## TASK OBJECTIVE
Using the records below, filter out every line that lacks "left" and copy the rest.

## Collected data
================================
PR #5149, opened 2021-05-25
[debatable] Hide left sidebar if no navitems present

pascalwengerter:
## Description
Felt surprisingly easy, I'd vote in favor of only hiding the navigation (and not the whole sidebar) to keep the iconic CI blue plus OC logo present for public links though...

### DIFF
--- a/packages/web-runtime/src/App.vue
+++ b/packages/web-runtime/src/App.vue
@@ -225,6 +225,9 @@ export default {
     },
 
     isSidebarVisible() {
+      if (this.sidebarNavItems.length === 0) {
+        return false
+      }
       return this.windowWidth >= 1200 || this.appNavigationVisible
     },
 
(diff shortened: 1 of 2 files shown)


packages/web-runtime/src/App.vue
```diff
@@ -220,6 +220,10 @@ export default {
       return 'uk-visible@l'
     },
 
+    isSidebarItems() {
+      return this.sidebarNavItems.length > 0
```
kulmann, line 224: Please add
```js
if (this.sidebarNavItems.length === 0) {
    return false
}
```
to `isSidebarVisible` instead.

kulmann (changes requested):

packages/web-runtime/src/App.vue
kulmann: Would like to move towards `early returns` in code style.

pascalwengerter: Code is updated to reflect this 🤓

kulmann (approved):
LGTM. I agree that it's not an ideal solution regarding usability. But an empty left sidebar feels even weirder, so I would do it this way until we have the changed layout with the two left sidebar.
================================
## RESPONSE TO THIS EXERCISE
[debatable] Hide left sidebar if no navitems present
LGTM. I agree that it's not an ideal solution regarding usability. But an empty left sidebar feels even weirder, so I would do it this way until we have the changed layout with the two left sidebar.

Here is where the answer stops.